[[ Records shown open ]]

PR #3117, opened 2019-11-05
fix PRIV_TOP for real with preallocation

### LINKED ISSUE #3019: VCL Return + Restart causes assertions in CNT_Embark on 	AZ(req->vcl0);
## Expected Behavior
Avoid panicking and working correctly

## Current Behavior
```
Panic at: Thu, 27 Jun 2019 16:15:21 GMT
Assert error in CNT_Embark(), cache/cache_req_fsm.c line 1023:
  Condition((req->vcl0) == 0) not true.
version = varnish-6.2.0 revision b14a3d38dbe918ad50d3838b11aa596f42179b54, vrt api = 9.0
ident = Linux,4.9.0-9-amd64,x86_64,-junix,-smalloc,-sdefault,-hcritbit,epoll
now = 615633.120472 (mono), 1561652121.833952 (real)
Backtrace:
  0x560e65033ec9: /usr/sbin/varnishd(+0x4eec9) [0x560e65033ec9]
  0x560e6509e9c0: /usr/sbin/varnishd(VAS_Fail+0x40) [0x560e6509e9c0]
  0x560e65037e16: /usr/sbin/varnishd(CNT_Embark+0xc6) [0x560e65037e16]
  0x560e65060dd3: /usr/sbin/varnishd(+0x7bdd3) [0x560e65060dd3]
  0x560e650563d5: /usr/sbin/varnishd(+0x713d5) [0x560e650563d5]
  0x560e65056910: /usr/sbin/varnishd(+0x71910) [0x560e65056910]
  0x7f3ce6755fa3: /lib/x86_64-linux-gnu/libpthread.so.0(+0x7fa3) [0x7f3ce6755fa3]
  0x7f3ce66864cf: /lib/x86_64-linux-gnu/libc.so.6(clone+0x3f) [0x7f3ce66864cf]
thread = (cache-worker)
pthread.attr = {
  guard = 4096,
  stack_bottom = 0x7f3c98abc000,
  stack_top = 0x7f3c98afc000,
  stack_size = 262144,
}
thr.req = 0x7f3c8c186020 {
  vxid = 688132, transport = HTTP/1 {
    state = HTTP1::Proc
  }
  step = R_STP_LOOKUP,
  req_body = R_BODY_NONE,
  restarts = 0, esi_level = 0,
  sp = 0x7f3ccad85020 {
    fd = 78, vxid = 688129,
    t_open = 1561652118.305774,
    t_idle = 1561652121.454280,
    ws = 0x7f3ccad85060 {
      id = \"ses\",
      {s, f, r, e} = {0x7f3ccad85098, +96, (nil), +261984},
    },
    transport = HTTP/1 {
      state = HTTP1::Proc
    }
    client = 192.168.35.49 36214 :80,
  },
  worker = 0x7f3c98afad80 {
    ws = 0x7f3c98afae28 {
      id = \"wrk\",
      {s, f, r, e} = {0x7f3c98afa380, +0, (nil), +2040},
    },
    VCL::method = HASH,
    VCL::return = lookup,
    VCL::methods = {},
  },
  ws = 0x7f3c8c186170 {
    id = \"req\",
    {s, f, r, e} = {0x7f3c8c1880b0, +664, +515912, +515912},
  },
  http_conn = 0x7f3c8c188050 {
    fd = 78 (@0x7f3ccad85044),
    doclose = NULL,
    ws = 0x7f3c8c186170 {
      [Already dumped, see above]
    },
    {rxbuf_b, rxbuf_e} = {0x7f3c8c1880b0, 0x7f3c8c188296},
    {pipeline_b, pipeline_e} = {(nil), (nil)},
    content_length = -1,
    body_status = none,
    first_byte_timeout = 0.000000,
    between_bytes_timeout = 0.000000,
  },
  http[req] = 0x7f3c8c186218 {
    ws = 0x7f3c8c186170 {
      [Already dumped, see above]
    },
    hdrs {
      \"GET\",
      \"/library/de_persgroep/fonts/2533/museo-sans-300.ttf\",
      \"HTTP/1.1\",
      \"Accept: */*\",
      \"Referer: ***** Edited *****\",
      \"Accept-Language: nl-BE\",
      \"User-Agent: Mozilla/5.0 (***** Edited *****\",
      \"Origin: https://actie.demorgen.be\",
      \"Host: files.qualifio.com\",
      \"Accept-Encoding: gzip\",
      \"X-Varnish: 14439596\",
      \"X-Forwarded-For: ***** Edited *****\",
      \"X-Original-Url: /library/de_persgroep/fonts/2533/museo-sans-300.ttf\",
    },
  },
  vdc = 0x7f3c8c188028 {
    nxt = (nil),
    retval = 0,
  },
  vcl = {
    name = \"vcl_files_20190627_161453\",
    busy = 81,
    discard = 0,
    state = warm,
    temp = warm,
    conf = {
      syntax = \"41\",
      srcname = {
        \"/etc/varnish/conf-enabled/default_files.vcl\",
        \"Builtin\",
        \"/etc/varnish/conf/common_purge.vcl\",
        \"/etc/varnish/conf/common_security_main.vcl\",
        \"/etc/varnish/conf/common_security_cleanup.vcl\",
        \"/etc/varnish/conf/common_security_clean_debug.vcl\",
        \"/etc/varnish/conf/common_security_filter_cfide.vcl\",
        \"/etc/varnish/conf/common_security_server_name.vcl\",
        \"/etc/varnish/conf/common_security_xss.vcl\",
      },
    },
  },
  vcl0 = {
    name = \"router_20190627_161453\",
    busy = 43,
    discard = 0,
    state = warm,
    temp = warm,
    conf = {
      syntax = \"41\",
      srcname = {
        \"/etc/varnish/build/router.vcl\",
        \"Builtin\",
        \"/etc/varnish/conf/common_security_sni_match.vcl\",
        \"/etc/varnish/conf/common_guru_meditation.vcl\",
      },
    },
  },
  flags = {
  },
  privs = 0x7f3c8c186200 {
  },
  topreq = {
    req = 0x7f3c8c186020 {
      [Already dumped, see above]
    },
  },
},
thr.busyobj = (nil) {
},
vmods = {
  directors = {Varnish 6.2.0 b14a3d38dbe918ad50d3838b11aa596f42179b54, 0.0},
  dynamic = {Varnish 6.2.0 b14a3d38dbe918ad50d3838b11aa596f42179b54, 0.0},
  std = {Varnish 6.2.0 b14a3d38dbe918ad50d3838b11aa596f42179b54, 0.0},
  proxy = {Varnish 6.2.0 b14a3d38dbe918ad50d3838b11aa596f42179b54, 0.0},
},
```
## Possible Solution
I suspect the cnt_restart should implement the same logic as esi to move back to the original vcl0 and remove it from here.

This is initial bug, i'll provide more detail as i read through the code, but my intution is that a pair of vcl like this one should cause the crash : 
## first_vcl
```
sub vcl_recv {
  return ("second_vcl");
}
```
## second_vcl
```
# RoutingKey: req.url == "/varnish-crash"
# VclLabel: vcl_varnish_crash
# Priority: 1
vcl 4.1;

# Dummy, MUST NOT BE USED
backend default { .host = "127.0.0.1"; }

include "conf/builtin/synth.vcl";

sub vcl_recv {
  if (req.restarts==0) {
    return (restart);
  }
  return (synth(200, "OK - restarted " + req.restarts));
}

sub vcl_synth {
    call builtin_vcl_synth;
    return (deliver);
}
```

## Your Environment

* Version used: 6.2.0 (cloudpackage)
* Operating System and version: Debian buster
* Source of binary packages used (if any)

This ticket will be updated as i can confirm my initial investigation.
thanks a lot for your support

nigoroll:
This is a follow-up to #3011 based on private feedback from @bsdphk.

The main difference is that #3011 added the `struct topreq` only when needed (which is, for vcl switching, when `PRIV_TOP` was used and for `esi_level >= 1`). The main drawback of this dynamic is that, as the allocation happens after the rollback checkpoint of the workspace gets set, `struct topreq` needs to be relocated during rollback. (see https://github.com/varnishcache/varnish-cache/blob/5bd46f4b0504e9a551225b756f2d538fa51b4182/bin/varnishd/cache/cache_req.c#L296)

To avoid this relocation, this PR goes another route: the  `struct topreq` and, consequently, the `PRIV_TOP` are now always allocated eagerly, so they are always available.

The amount of workspace used is roughly identical to is if  `struct topreq` was embedded in  `struct req`, but this way making `esi_level >= 1` requests point to the right `struct topreq` is simpler.

regarding the overall motivation:

In https://github.com/varnishcache/varnish-cache/commit/86af5ce095a6e39e313cf7c6c23a49edba4aace6 I made the mistake to overlook the fact that `PRIV_TASK` for a req and `PRIV_TOP` share the same priv tree. This was noticed in #3003 and fixed in https://github.com/varnishcache/varnish-cache/commit/d6d3416090b8b7db62d2cd0958e756e23ea92352.

There already exists a regression test for r03003

With this PR, I propose to remove the additional `(struct vrt_priv).id`  again, which came back with that regression fix, because it is not needed: All other privs already got different heads, so by giving `PRIV_TOP` a separate head also, we reduce memory overhead, simplify and clean up:

* save 8 bytes per priv: no need for duplication of the head id in each priv
* simpler lookup: no need to compare that head id
* simpler rollback: for rolling back req/topreq, we can simply fini all of the tree and be done
  * side note: This is broken in current code
* Also, as the scope differs, I think separate heads are just the right thing.

Because the (re)added `struct reqtop` is the right place for it, we also move the `vcl0` there. Being at it, I also fixed #3019 in the original PR #3011 (which came in later). This fix is now properly labeled and comes with @Dridi s PR in a single commit.


Dridi:
I'm not ready to review this yet, but it now has merge conflicts.

nigoroll:
@Dridi the merge conflict from 7532c3a7ed6c12635af1a2278e024fe61a351568 is resolved.
This is basically the same thing as #3011 except that `struct reqtop` is now always allocated such that we do not need the relocation during rollback.

Dridi:
@nigoroll you have a new merge conflict, linting.

bin/varnishd/cache/cache_vpi.c
```diff
@@ -94,6 +94,11 @@ VPI_vcl_select(VRT_CTX, VCL_VCL vcl)
...
 		return;		// Illegal, req-FSM will fail this later.
 
+	/* XXX VCL_Task* are somewhat duplicated to those in Req_Rollback called
+	 * from FSM for VCL_RET_VCL. Keeping them here to ensure there are no
+	 * tasks during calls to VCL_Rel / vcl_get
+	 */
+	VCL_TaskLeave(req->vcl, req->top->privs);
 	VCL_TaskLeave(req->vcl, req->privs);
 	if (IS_TOPREQ(req)) {
 		AN(req->top);
```
Dridi:
```c
CHECK_OBJ_NOTNULL(req->top, REQTOP_MAGIC);
```

bin/varnishd/cache/cache_vpi.c
```diff
@@ -94,6 +94,11 @@ VPI_vcl_select(VRT_CTX, VCL_VCL vcl)
 	if (IS_TOPREQ(req) && req->top->vcl0 != NULL)
 		return;		// Illegal, req-FSM will fail this later.
 
+	/* XXX VCL_Task* are somewhat duplicated to those in Req_Rollback called
+	 * from FSM for VCL_RET_VCL. Keeping them here to ensure there are no
+	 * tasks during calls to VCL_Rel / vcl_get
+	 */
```
Dridi: I'm not sure I'm comfortable with the need to use `VCL_Task*` twice for the top request. I haven't looked in details yet but maybe we need a `Req_(Enter|Leave)` functions that call `VCL_Task*` twice for each set of PRIVs?

This feels brittle and something we might forgot during a refactoring. Maybe we really need to make the `VCL_Task*` functions static and force ourselves to go through the right `Bo_` or `Req_` variants that would act as wrappers?

bin/varnishtest/tests/r02219.vtc
```diff
@@ -58,14 +58,13 @@ client c2 {
 42 42 42 42 42 42 42 42 42 42 42 42 42 42 42 42 42 42 42 42 42 42 42 42 42
 42 42 42 42 42 42 42 42 42 42 42 42 42 42 42 42 42 42 42 42 42 42 42 42 42
 42 42 42 42 42 42 42 42 42 42 42 42 42 42 42 42 42 42 42 42 42 42 42 42 42
-42 42 42 42 42 42 42 42 42 42 42 42 42 42 42 42 42 42 42 42 42 42 42 42 42
-42 42 42 42 42 42 42 42 42 42 42 42 42 42
+42 42 42 42 42 42 42
```
Dridi: Did you test this on a 32bit build? I haven't reached the build-on-my-machine step of the review yet.

bin/varnishd/cache/cache_vrt_priv.c
```diff
@@ -178,7 +167,6 @@ VRT_priv_top(VRT_CTX, const void *vmod_id)
 
 	CHECK_OBJ_NOTNULL(ctx, VRT_CTX_MAGIC);
 	if (ctx->req == NULL) {
-		/* XXX: should we VRT_fail here instead? */
```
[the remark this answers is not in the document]
nigoroll: I do not at all see why it would ever be ok to call VRT_priv_top from anywhere but the client side

bin/varnishd/cache/cache_vpi.c
nigoroll: I am going to add it, but I guess this is the kind of assertion we do not need that badly. If the `req` (and the `reqtop` is part of it) was broken, we would know much sooner.

bin/varnishtest/tests/r02219.vtc
nigoroll: I still see vtest as part of the process. I will know soon enough if I got this wrong.

bin/varnishd/cache/cache_vpi.c
nigoroll: Yes, we should clear this up. I will issue another PR.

[[ Records shown closed ]]

** Task prompt **
Filter the records above and copy every line that contains the word "through".

** Task response **
This is initial bug, i'll provide more detail as i read through the code, but my intution is that a pair of vcl like this one should cause the crash : 
This feels brittle and something we might forgot during a refactoring. Maybe we really need to make the `VCL_Task*` functions static and force ourselves to go through the right `Bo_` or `Req_` variants that would act as wrappers?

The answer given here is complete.